Below are the records; copy out every line that holds the word "subsumes".

_Saved data entries_
-=-=-
PR #2254, opened 2020-12-13
Editorial: reword definition of lookahead restrictions

bakkot:
There's a few differences here:
- It talks about the referenced token sequences being a _prefix_ of the following sequence, which I believe was always the intent (resolving the issue mentioned in [this comment](https://github.com/tc39/ecma262/pull/2227#issuecomment-727093111)).
- It describes how to handle the case where the following token sequence is ambiguous, namely, by only allowing lookahead restrictions for which the ambiguity cannot matter (resolving the issue mentioned in [this comment](https://github.com/tc39/ecma262/pull/2227#issuecomment-727095436)).
- It only ever talks about sequences of tokens, never individual tokens (and therefore subsumes https://github.com/tc39/ecma262/pull/1828). 
- It removes the restriction that sequences be of length 1 or 2. I think the point of that restriction was to emphasize that the grammar is LR(2), but I think emphasizing this here is of dubious value. And there are cases where we would want [longer restrictions](https://github.com/tc39/ecma262/pull/1727#discussion_r332641200).
- It introduces the phrases in the order `=`, `∈`, `≠`, `∉`, which I think is clearest.

@waldemarhorwat @gibson042 @jmdyck, since each of you have commented on this section in the past, I'd appreciate any feedback you have about this phrasing.

### DIFF
--- a/spec.html
+++ b/spec.html
@@ -745,8 +745,9 @@
           `9`
       </emu-grammar>
       <p>If the phrase &ldquo;[empty]&rdquo; appears as the right-hand side of a production, it indicates that the production's right-hand side contains no terminals or nonterminals.</p>
-      <p>If the phrase &ldquo;[lookahead &notin; _set_]&rdquo; appears in the right-hand side of a production, it indicates that the production may not be used if the immediately following input token sequence is a member of the given _set_. The _set_ can be written as a comma separated list of one or two element terminal sequences enclosed in curly brackets. For convenience, the set can also be written as a nonterminal, in which case it represents the set of all terminals to which that nonterminal could expand. If the _set_ consists of a single terminal the phrase &ldquo;[lookahead &ne; _terminal_]&rdquo; may be used.</p>
-      <p>For example, given the definitions:</p>
+      <p>If the phrase &ldquo;[lookahead = _seq_]&rdquo; appears in the right-hand side of a production, it indicates that the production may only be used if the token sequence _seq_ is a prefix of the immediately following input token sequence. Similarly, &ldquo;[lookahead &isin; _set_]&rdquo;, where _set_ is a finite nonempty set of token sequences, indicates that the production may only be used if some element of _set_ is a prefix of the immediately following token sequence. For convenience, the set can also be written as a nonterminal, in which case it represents the set of all token sequences to which that nonterminal could expand. It is considered an editorial error if the nonterminal could expand to infinitely many distinct token sequences.</p>
+      <p>These conditions may be negated. &ldquo;[lookahead &ne; _seq_]&rdquo; indicates that the containing production may only be used if _seq_ is <em>not</em> a prefix of the immediately following input token sequence, and &ldquo;[lookahead &notin; _set_]&rdquo; indicates that the production may only be used if <em>no</em> element of _set_ is a prefix of the immediately following token sequence.</p>
+      <p>As an example, given the definitions:</p>
       <emu-grammar type="example">
         DecimalDigit :: one of
           `0` `1` `2` `3` `4` `5` `6` `7` `8` `9`
@@ -762,7 +763,7 @@
           DecimalDigit [lookahead &lt;! DecimalDigit]
       </emu-grammar>
       <p>matches either the letter `n` followed by one or more decimal digits the first of which is even, or a decimal digit not followed by another decimal digit.</p>
-      <p>Similarly, if the phrase &ldquo;[lookahead &isin; _set_]&rdquo; appears in the right-hand side of a production, it indicates that the production may only be used if the immediately following input token sequence is a member of the given _set_. If the _set_ consists of a single terminal the phrase &ldquo;[lookahead = _terminal_]&rdquo; may be used.</p>
+      <p>Note that when these phrases are used in the syntactic grammar, it may not be possible to unambiguously identify the immediately following token sequence because determining later tokens requires knowing which lexical goal symbol to use at later positions. As such, when these are used in the syntactic grammar, it is considered an editorial error for a token sequence _seq_ to appear in a lookahead restriction (including as part of a set of sequences) if the choices of lexical goal symbols to use could change whether or not _seq_ would be a prefix of the resulting token sequence.</p>
       <p>If the phrase &ldquo;[no |LineTerminator| here]&rdquo; appears in the right-hand side of a production of the syntactic grammar, it indicates that the production is <em>a restricted production</em>: it may not be used if a |LineTerminator| occurs in the input stream at the indicated position. For example, the production:</p>
       <emu-grammar type="example">
         ThrowStatement :


spec.html
```diff
@@ -745,8 +745,9 @@ <h1>Grammar Notation</h1>
...
-      <p>For example, given the definitions:</p>
+      <p>If the phrase &ldquo;[lookahead = _seq_]&rdquo; appears in the right-hand side of a production, it indicates that the production may only be used if the token sequence _seq_ is a prefix of the immediately following input token sequence. Similarly, &ldquo;[lookahead &isin; _set_]&rdquo;, where _set_ is a finite nonempty set of token sequences, indicates that the production may only be used if some element of _set_ is a prefix of the immediately following token sequence. For convenience, the set can also be written as a nonterminal, in which case it represents the set of all sequences of tokens to which that nonterminal could expand.</p>
```
jmdyck, line 748:
```suggestion
      <p>If the phrase &ldquo;[lookahead = _seq_]&rdquo; appears in the right-hand side of a production, it indicates that the production may only be used if the token sequence _seq_ is a prefix of the immediately following input token sequence. Similarly, &ldquo;[lookahead &isin; _set_]&rdquo;, where _set_ is a finite nonempty set of token sequences, indicates that the production may only be used if some element of _set_ is a prefix of the immediately following token sequence. For convenience, the set can also be written as a nonterminal, in which case it represents the set of all token sequences to which that nonterminal could expand.</p>
```
(for consistency with the rest of the sentence)

spec.html
```diff
@@ -762,7 +763,7 @@ <h1>Grammar Notation</h1>
           DecimalDigit [lookahead &lt;! DecimalDigit]
       </emu-grammar>
       <p>matches either the letter `n` followed by one or more decimal digits the first of which is even, or a decimal digit not followed by another decimal digit.</p>
-      <p>Similarly, if the phrase &ldquo;[lookahead &isin; _set_]&rdquo; appears in the right-hand side of a production, it indicates that the production may only be used if the immediately following input token sequence is a member of the given _set_. If the _set_ consists of a single terminal the phrase &ldquo;[lookahead = _terminal_]&rdquo; may be used.</p>
+      <p>Note that when these phrases are used in the syntactic grammar it may not be possible to unambiguously identify the immediately following token sequence, because determining later tokens requires knowing which lexical goal symbol to use at later positions. As such, when these are used in the syntatic grammar each token sequence _seq_ must be such that the choices of lexical goal symbols to use when scanning the following input text cannot change whether or not _seq_ is a prefix of the resulting token sequence.</p>
```
jmdyck, line 766:
```suggestion
      <p>Note that when these phrases are used in the syntactic grammar it may not be possible to unambiguously identify the immediately following token sequence, because determining later tokens requires knowing which lexical goal symbol to use at later positions. As such, when these are used in the syntactic grammar, each token sequence _seq_ is such that the choices of lexical goal symbols to use when scanning the following input text cannot change whether or not _seq_ is a prefix of the resulting token sequence.</p>
```
("must be" sounds like a requirement on implementations, whereas this is stating a self-imposed constraint on the spec.)

jmdyck (changes requested):

bakkot:
@jmdyck Done, thanks.

spec.html
```diff
@@ -762,7 +763,7 @@ <h1>Grammar Notation</h1>
           DecimalDigit [lookahead &lt;! DecimalDigit]
       </emu-grammar>
       <p>matches either the letter `n` followed by one or more decimal digits the first of which is even, or a decimal digit not followed by another decimal digit.</p>
-      <p>Similarly, if the phrase &ldquo;[lookahead &isin; _set_]&rdquo; appears in the right-hand side of a production, it indicates that the production may only be used if the immediately following input token sequence is a member of the given _set_. If the _set_ consists of a single terminal the phrase &ldquo;[lookahead = _terminal_]&rdquo; may be used.</p>
+      <p>Note that when these phrases are used in the syntactic grammar it may not be possible to unambiguously identify the immediately following token sequence, because determining later tokens requires knowing which lexical goal symbol to use at later positions. As such, when these are used in the syntactic grammar, each token sequence _seq_ is such that the choices of lexical goal symbols to use when scanning the following input text cannot change whether or not _seq_ is a prefix of the resulting token sequence.</p>
```
syg, line 766: This still reads awkwardly for the reason @jmdyck said. Maybe something like "As such, when these are used in the syntactic grammar, for each token sequence _seq_, it is considered an editorial error unless the choices of lexical goal symbols to use cannot change whether or not _seq_ is a prefix of the resulting token sequence."?

syg (commented):
lgtm modulo wordsmithing

syg:
This subsumes #2227, right?

spec.html
bakkot: Hm, that's still a bit awkward to my ear. Maybe

> As such, when these are used in the syntactic grammar it is considered an editorial error for a token sequence _seq_ to appear in a lookahead restriction if the choices of lexical goal symbols to use could change whether or not _seq_ would be a prefix of the resulting token sequence.

?

bakkot:
> This subsumes #2227, right?

Right. To be precise, we decided #2227 wasn't exactly an issue, but there were related issues which needed addressing, which this PR does.

spec.html
syg: The tweak sounds good to me.

spec.html
```diff
@@ -762,7 +763,7 @@ <h1>Grammar Notation</h1>
           DecimalDigit [lookahead &lt;! DecimalDigit]
       </emu-grammar>
       <p>matches either the letter `n` followed by one or more decimal digits the first of which is even, or a decimal digit not followed by another decimal digit.</p>
-      <p>Similarly, if the phrase &ldquo;[lookahead &isin; _set_]&rdquo; appears in the right-hand side of a production, it indicates that the production may only be used if the immediately following input token sequence is a member of the given _set_. If the _set_ consists of a single terminal the phrase &ldquo;[lookahead = _terminal_]&rdquo; may be used.</p>
+      <p>Note that when these phrases are used in the syntactic grammar it may not be possible to unambiguously identify the immediately following token sequence, because determining later tokens requires knowing which lexical goal symbol to use at later positions. As such, when these are used in the syntactic grammar it is considered an editorial error for a token sequence _seq_ to appear in a lookahead restriction if the choices of lexical goal symbols to use could change whether or not _seq_ would be a prefix of the resulting token sequence.</p>
```
michaelficarra, line 766:
```suggestion
      <p>Note that when these phrases are used in the syntactic grammar, it may not be possible to unambiguously identify the immediately following token sequence because determining later tokens requires knowing which lexical goal symbol to use at later positions. As such, when these are used in the syntactic grammar, it is considered an editorial error for a token sequence _seq_ to appear in a lookahead restriction if the choices of lexical goal symbols to use could change whether or not _seq_ would be a prefix of the resulting token sequence.</p>
```

michaelficarra (approved):

spec.html
bakkot: Done.

claudepache:
I’m not fan of formulations like:

> It is considered an editorial error

used twice in this PR, because you are mixing at the same level considerations about the language (ECMAScript) and the metalanguage (ECMASpeak). It may not be obvious to a casual reader that this phrase talk about a completely different subject from “It is a Syntax Error...” found elsewhere in the spec. I find it a better style to make this sort of “meta-error” implicit, i.e., instead of writing:

> ... the set can also be written as a nonterminal, in which case it represents the set of all token sequences to which that nonterminal could expand. <ins>It is considered an editorial error if the nonterminal could expand to infinitely many</ins> distinct token sequences.

write:

> ... the set can also be written as a nonterminal <ins>which could expand to finitely many</ins> distinct token sequences, in which case it represents the set of all token sequences to which that nonterminal could expand.

Similarly, instead of blaming ourselves when this will happen:

> Note that when these phrases are used in the syntactic grammar, <ins>it may not be possible to unambiguously identify</ins> the immediately following token sequence because determining later tokens requires knowing which lexical goal symbol to use at later positions. As such, when these are used in the syntactic grammar, <ins>it is considered an editorial error for a token sequence _seq_ to appear</ins> in a lookahead restriction if the choices of lexical goal symbols to use could change whether or not _seq_ would be a prefix of the resulting token sequence.

just state that this will not happen:

> These phrases are used in the syntactic grammar <ins>only when it is possible to unambiguously identify</ins> the immediately following token sequence, therefore when determining later tokens does not require knowing which lexical goal symbol to use at later positions.  As such, <ins>a token sequence _seq_ will not appear</ins> in a lookahead restriction if the choices of lexical goal symbols to use could change whether or not _seq_ would be a prefix of the resulting token sequence.

As a bonus, we gain in conciseness.

jmdyck:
-=-=-
_Completed exercise_
- It only ever talks about sequences of tokens, never individual tokens (and therefore subsumes https://github.com/tc39/ecma262/pull/1828). 
This subsumes #2227, right?
> This subsumes #2227, right?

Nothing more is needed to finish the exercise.